Jesus, I am in your presence and to the full glory of that presence I say Amen.  I read somewhere that “Amen” is connected to an ancient word for pounding in a tent peg.  So when I say Amen, I’m not just saying “yes, I agree”; I’m saying “yes and I’ll stake my life on it.”  Jesus, every time I receive you at Mass and I respond “Amen,” help me to remember what that means.   I’m saying yes again to my baptism, yes with my very life.  I’m saying yes to being your disciple, to following you through death to life.  I’m saying yes to dying to my own desires and living for what you desire.  I’m saying  yes to living a life of compassion, forgiveness, and justice.  I’m saying yes so strongly, I’m staking my life on it.  Jesus, help me to understand more fully what that means in my life.  Amen.

I hope you are reminded of this the next time you say “Amen!”  God bless you!

Prayer is the offering in spirit

Prayer is the offering in spirit

Angels pray!

Prayer is the offering in spirit that has done away with the sacrifices of old.  What good do I receive from the multiplicity of sacrifices? asks God.  I have had enough of burnt offerings of rams, and I do not want the fat of lambs and the blood of bulls and goats.  Who has asked for these from your hands?

What God has asked for we learn from the Gospel.  The hour will come, he says,  when true worshipers will worship the Father in spirit and in truth.  God is a spirit, and so he looks for worshipers who are like himself.

We are true worshipers and true priests.  We pray in spirit, and so offer in spirit the sacrifice of prayer.  Prayer is an offering that belongs to God and is acceptable to him; it is the offering he has asked for, the offering he planned as his own.

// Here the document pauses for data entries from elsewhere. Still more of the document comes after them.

PR #74, opened 2024-08-11
Added a yml file to build the docker image

Unique-Usman:
### Create a github action for building and running the docker image. 

@etpeterson, hello, how are you doing and how have you been ?

Should we make the github action to build the image and also run it or just building. For running, we will need some data, should we download the data during in the github action or add the data as part of the repository ?


.github/workflows/docker-build-and-run.yml
```diff
@@ -0,0 +1,33 @@
...
+
+      # Build the Docker image
+      - name: Build Docker image
+        run: |
+          docker build -t tf2.4_ivim-mri_codecollection -f Docker/Dockerfile .
+
+      # Run the Docker container
+      - name: Run Docker container
+        run: |
+          docker run -it --rm --name TF2.4_IVIM-MRI_CodeCollection \
```
etpeterson, line 30: The check failed, it's saying the terminal is not a TTY, so I think drop the `-it` or just the `t` part of that?

.github/workflows/docker-build-and-run.yml
```diff
@@ -0,0 +1,33 @@
+name: Build and Run Docker
+
+on:
+  push:
+    branches:
+      - main
+  pull_request:
```
etpeterson, line 7: It's set to run for all pull requests. The docker build was very fast, but the run part won't be. But I'm also thinking not every pull request to main needs to build the docker image. Maybe just the main branch itself? Or, like the analysis pipeline, the branches that start with `docker/**` could also build it?

.github/workflows/docker-build-and-run.yml
```diff
@@ -0,0 +1,33 @@
...
+        run: |
+          docker build -t tf2.4_ivim-mri_codecollection -f Docker/Dockerfile .
+
+      # Run the Docker container
+      - name: Run Docker container
+        run: |
+          docker run -it --rm --name TF2.4_IVIM-MRI_CodeCollection \
+            -v ${{ github.workspace }}:/usr/src/app \
+            -v ${{ github.workspace }}:/usr/app/output \
+            tf2.4_ivim-mri_codecollection brain.nii.gz brain.bvec brain.bval
```
etpeterson, line 33: I don't think the data are available. We could pull it, but that run would take a while. Maybe we could read a small text file that does just a few fits and takes just a second or two. We really just want to run it to confirm it works, we have other tests to check the actual results.

.github/workflows/docker-build-and-run.yml
```diff
@@ -0,0 +1,33 @@
...
+      - name: Checkout code
+        uses: actions/checkout@v4
+
+      - name: Set up Docker Buildx
+        uses: docker/setup-buildx-action@v3
+
+      # Build the Docker image
+      - name: Build Docker image
+        run: |
+          docker build -t tf2.4_ivim-mri_codecollection -f Docker/Dockerfile .
```
etpeterson, line 25: Is this docker image getting saved as an artifact? I'm not sure how that works in github actions but it's probably possible. At the very least I know it's possible to dump docker images to files.

etpeterson (changes requested):
I really like this direction. Just a few comments but I think it's really close already.

etpeterson:
> ### Create a github action for building and running the docker image.
> @etpeterson, hello, how are you doing and how have you been ?
> 
> Should we make the github action to build the image and also run it or just building. For running, we will need some data, should we download the data during in the github action or add the data as part of the repository ?

Doing well and thanks for coming back to this. I submitted a review for you.

.github/workflows/docker-build-and-run.yml
Unique-Usman: I save the image as an artifact now.

.github/workflows/docker-build-and-run.yml
Unique-Usman: How to go about the reading the small text file ?

.github/workflows/docker-build-and-run.yml
```diff
@@ -0,0 +1,48 @@
...
+      - name: Set up Docker Buildx
+        uses: docker/setup-buildx-action@v3
+
+      - name: Build Docker image
+        run: |
+          docker build -t tf2.4_ivim-mri_codecollection -f Docker/Dockerfile .
+
+      - name: Save Docker image to a tarball
+        run: |
+          docker save -o tf2.4_ivim-mri_codecollection.tar tf2.4_ivim-mri_codecollection
```
etpeterson, line 30: These things are large, how about also zipping it.

etpeterson (changes requested):

Unique-Usman:
@etpeterson

https://github.com/OSIPI/TF2.4_IVIM-MRI_CodeCollection/blob/main/utilities/data_simulation/GenerateData.py#L25

https://github.com/OSIPI/TF2.4_IVIM-MRI_CodeCollection/blob/main/tests/IVIMmodels/unit_tests/test_ivim_synthetic.py#L23C4-L23C34

How do we get the ivim_data ?

etpeterson:
> @etpeterson
> 
> https://github.com/OSIPI/TF2.4_IVIM-MRI_CodeCollection/blob/main/utilities/data_simulation/GenerateData.py#L25
> 
> https://github.com/OSIPI/TF2.4_IVIM-MRI_CodeCollection/blob/main/tests/IVIMmodels/unit_tests/test_ivim_synthetic.py#L23C4-L23C34
> 
> How do we get the ivim_data ?

I'm just saying random but realistic f [0, 1], D [0, 1e-3], D* [0, 1e-1], generate b-value curves from that using the GenerateData that you linked to and the b-values I suggested above. Generate that volume and use that as a test dataset.

Unique-Usman:
@etpeterson, I think I might need your regarding this part. Thank you. I am able to get it.

etpeterson:
> @etpeterson, I think I might need your regarding this part. Thank you. I am able to get it.

Something roughly like this. I haven't tested it but it has the basics.

```
gd = GenerateData()
f_in = np.random.uniform(low=0, high=1, size=(10, 10, 5))
D_in = np.random.uniform(low=0, high=1e-3, size=(10, 10, 5))
Dp_in = np.random.uniform(low=0, high=1e-1, size=(10, 10, 5))
bvals = [0, 50, 100, 500, 1000]
images = gd.ivim_signal(self, D_in, Dp_in, f_in, S0, bvalues)
save_nii(images)
```

Unique-Usman:
> > @etpeterson, I think I might need your regarding this part. Thank you. I am able to get it.
> 
> Something roughly like this. I haven't tested it but it has the basics.
> 
> ```
> gd = GenerateData()
> f_in = np.random.uniform(low=0, high=1, size=(10, 10, 5))
> D_in = np.random.uniform(low=0, high=1e-3, size=(10, 10, 5))
> Dp_in = np.random.uniform(low=0, high=1e-1, size=(10, 10, 5))
> bvals = [0, 50, 100, 500, 1000]
> images = gd.ivim_signal(self, D_in, Dp_in, f_in, S0, bvalues)
> save_nii(images)
> ```

Did something similay earlier. Apparently the error seems to come from GenerateData due to shape imcompability.

https://github.com/OSIPI/TF2.4_IVIM-MRI_CodeCollection/blob/main/utilities/data_simulation/GenerateData.py#L56

https://github.com/OSIPI/TF2.4_IVIM-MRI_CodeCollection/blob/main/utilities/data_simulation/GenerateData.py#L141

etpeterson:
> > > @etpeterson, I think I might need your regarding this part. Thank you. I am able to get it.
> > 
> > 
> > Something roughly like this. I haven't tested it but it has the basics.
> > ```
> > gd = GenerateData()
> > f_in = np.random.uniform(low=0, high=1, size=(10, 10, 5))
> > D_in = np.random.uniform(low=0, high=1e-3, size=(10, 10, 5))
> > Dp_in = np.random.uniform(low=0, high=1e-1, size=(10, 10, 5))
> > bvals = [0, 50, 100, 500, 1000]
> > images = gd.ivim_signal(self, D_in, Dp_in, f_in, S0, bvalues)
> > save_nii(images)
> > ```
> 
> Did something similay earlier. Apparently the error seems to come from GenerateData due to shape imcompability.
> 
> https://github.com/OSIPI/TF2.4_IVIM-MRI_CodeCollection/blob/main/utilities/data_simulation/GenerateData.py#L56
> 
> https://github.com/OSIPI/TF2.4_IVIM-MRI_CodeCollection/blob/main/utilities/data_simulation/GenerateData.py#L141

What's the error specifically? I'm not sure if I've ever tried GenerateData with multiple values at a time, but it doesn't seem like the lines you linked should be causing problems.

Unique-Usman:
Screenshot from 2024-08-30 06-12-39

Unique-Usman:
assert D >= 0, 'D must be >= 0'

etpeterson:
>  assert D >= 0, 'D must be >= 0' 

Ok, so this assert is correct except that it should be in bumpy format, so `assert np.all(D>=0)`.

Unique-Usman:
So, I made this changes, but, it seems there are multiple bugs in the GenerateData.py.

Screenshot from 2024-09-01 23-13-25

etpeterson:
> So, I made this changes, but, it seems there are multiple bugs in the GenerateData.py.
> Screenshot from 2024-09-01 23-14-49
> 
> 

Could be, but hard to tell just from that. Your inputs are all the same size?

etpeterson:
Hey, just checking - are you still working on this?

Unique-Usman:
@etpeterson, I have resumed working on it, should get back in few minutes.

Unique-Usman:
@etpeterson kindly go through this whenever you are chanced.

utilities/data_simulation/np
etpeterson, line 1: What is this file?

Docker/generate_signal_docker_test.py
```diff
@@ -0,0 +1,31 @@
+import numpy as np
+import nibabel as nib
+from utilities.data_simulation.GenerateData import GenerateData
+
+def save_nii(data, filename='ivim_image.nii.gz'):
```
etpeterson, line 5: There's already a `save_nifti_file` in the wrapper.

Docker/generate_signal_docker_test.py
etpeterson, line 1: What is the purpose of this file? It looks like it generates an image but I don't see it being used for anything. I was expecting to see the simulated image and associated files generated by this.

Docker/ivim_simulation.nii.gz
etpeterson, line 1: This and the associated bval and bvec files are inside the docker folder, so they're getting added to the docker image. We don't want that. Also, shouldn't they be generated on the fly rather than be pre-generated?

.github/workflows/docker-build-and-run.yml
```diff
@@ -0,0 +1,51 @@
...
+
+      - name: Upload Docker image artifact
+        uses: actions/upload-artifact@v4
+        with:
+          name: docker-image
+          path: tf2.4_ivim-mri_codecollection.tar.gz
+
+      - name: Run Docker container
+        run: |
+          docker run --rm --name TF2.4_IVIM-MRI_CodeCollection \
```
etpeterson, line 40: We should confirm that images are actually generated. Maybe not the exact values in the images, but even that the files we expect exist.

etpeterson (changes requested):
Looking good. A few more comments.

utilities/data_simulation/np
Unique-Usman: Some erroneus files, will remove it.

Docker/generate_signal_docker_test.py
Unique-Usman: Yeah, sure.

Docker/generate_signal_docker_test.py
Unique-Usman: This is the code I used for generating the signal which I was using for the docker.

Docker/ivim_simulation.nii.gz
Unique-Usman: I will generate it on the fly, I thought it makes sense having it constant.

.github/workflows/docker-build-and-run.yml
Unique-Usman: Yeah, exactly.

Unique-Usman:
@etpeterson, kindly take a look.

.github/workflows/docker-build-and-run.yml
```diff
@@ -0,0 +1,85 @@
...
+              echo "Error: $file not found"
+              exit 1
+            fi
+          done
+          echo "All input files generated successfully"
+
+      - name: Set up Docker Buildx
+        uses: docker/setup-buildx-action@v3
+
+      - name: Build Docker image
```
etpeterson, line 45: I think docker buildx can build directly to files `docker buildx build --output type=tar,dest=my-image.tar .`

.github/workflows/docker-build-and-run.yml
```diff
@@ -0,0 +1,85 @@
...
+        run: |
+          docker build -t tf2.4_ivim-mri_codecollection -f Docker/Dockerfile .
+
+      - name: Save and compress Docker image 
+        run: |
+          docker save tf2.4_ivim-mri_codecollection | gzip > tf2.4_ivim-mri_codecollection.tar.gz
+
+      - name: Upload Docker image artifact
```
etpeterson, line 53: This should move down below the verification because we don't want bad docker images pushed.

.github/workflows/docker-build-and-run.yml
```diff
@@ -0,0 +1,85 @@
...
+        uses: actions/upload-artifact@v4
+        with:
+          name: docker-image
+          path: tf2.4_ivim-mri_codecollection.tar.gz
```
etpeterson, line 57: I'm not seeing why, but the artifact is empty. I wonder if it's too big? If there's no way to save it perhaps it could be split or maybe we just forget about saving the file for now.

etpeterson (changes requested):
Looking good, really just those few changes and the question about the docker file artifact.

.github/workflows/docker-build-and-run.yml
Unique-Usman: Thanks for this.

.github/workflows/docker-build-and-run.yml
Unique-Usman: Yeah, done.

.github/workflows/docker-build-and-run.yml
Unique-Usman: I will check this and verify.

Unique-Usman: @etpeterson, I think it is there, where are you checking 
Screenshot From 2024-10-01 05-29-09

.github/workflows/docker-build-and-run.yml
Unique-Usman: Yeah, it works, but, it directly save the docker image into the .tar file and we have some following line which uses the docker image and needs to be loaded again. I felt it is more cleaner having it like this.

.github/workflows/docker-build-and-run.yml
etpeterson: A whole docker image is not 198 bytes. If you download it and unzip it you'll find it empty. Also: 
image

Unique-Usman: @etpeterson, any suggested solution ?

etpeterson: You could try a cleaning 
` - name: Cleanup Docker
     run: |
       docker system prune -a --force`

You could also try alpine linux base. I think it's smaller but might not work correctly.

If neither of those works then let's build and test but not push.

Unique-Usman:
@etpeterson, both approach did not work. When I did the cleanup, I was still getting empty files. Also, the alpine base does not support the use of torch which is part of the requirement. So, I am removing the push component

etpeterson:
> @etpeterson, both approach did not work. When I did the cleanup, I was still getting empty files. Also, the alpine base does not support the use of torch which is part of the requirement. So, I am removing the push component

Ok, seems like that's not possible then. You're still trying to upload the docker image though. 
image


Also, please don't rewrite the history like you did with force pushes. It make it really hard to review because I can't see what you had before and what my previous comments relate to.

Unique-Usman:
> > @etpeterson, both approach did not work. When I did the cleanup, I was still getting empty files. Also, the alpine base does not support the use of torch which is part of the requirement. So, I am removing the push component
> 
> Ok, seems like that's not possible then. You're still trying to upload the docker image though. image
> 
My bad, I thought I removed this. I should have verfied in the actions. 
> Also, please don't rewrite the history like you did with force pushes. It make it really hard to review because I can't see what you had before and what my previous comments relate to.
I am sorry for this, I was avoiding this also.

etpeterson (approved):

We must dedicate this offering with our whole heart, we must fatten it on faith, tend it by truth, keep it unblemished through innocence and clean through chastity, and crown it with love.  We must escort it to the altar of God in a procession of good works to the sound of psalms and hymns.  Then it will gain for us all that we ask of God.

Since God asks for prayer offered in spirit and in truth, how can he deny anything to this kind of prayer?  How great is the evidence of its power, as we read and hear and believe.

Of old, prayer was able to rescue from fire and beasts and hunger, even before it received its perfection from Christ.  How much greater then is the power of Christian prayer.  No longer does prayer bring an angel of comfort to the heart of a fiery furnace, or close up the mouths of lions, or transport to the hungry food from the fields.  No longer does it remove all sense of pain by the grace it wins for others.  But it gives the armor of patience to those who suffer, who feel pain, who are distressed.  It strengthens the power of grace, so that faith may know what it is gaining from the Lord, and understand what it is suffering for the name of God.

In the past prayer was able to bring down punishment, rout armies, withhold the blessing of rain.  Now, however, the prayer of the just turns aside the whole anger of God, keeps vigil for its enemies, pleads for persecutors.  Is it any wonder that it can call down water from heaven when it could obtain fire from heaven as well?  Prayer is the one thing that can conquer God.  But Christ has willed that it should work no evil, and has given it all power over good.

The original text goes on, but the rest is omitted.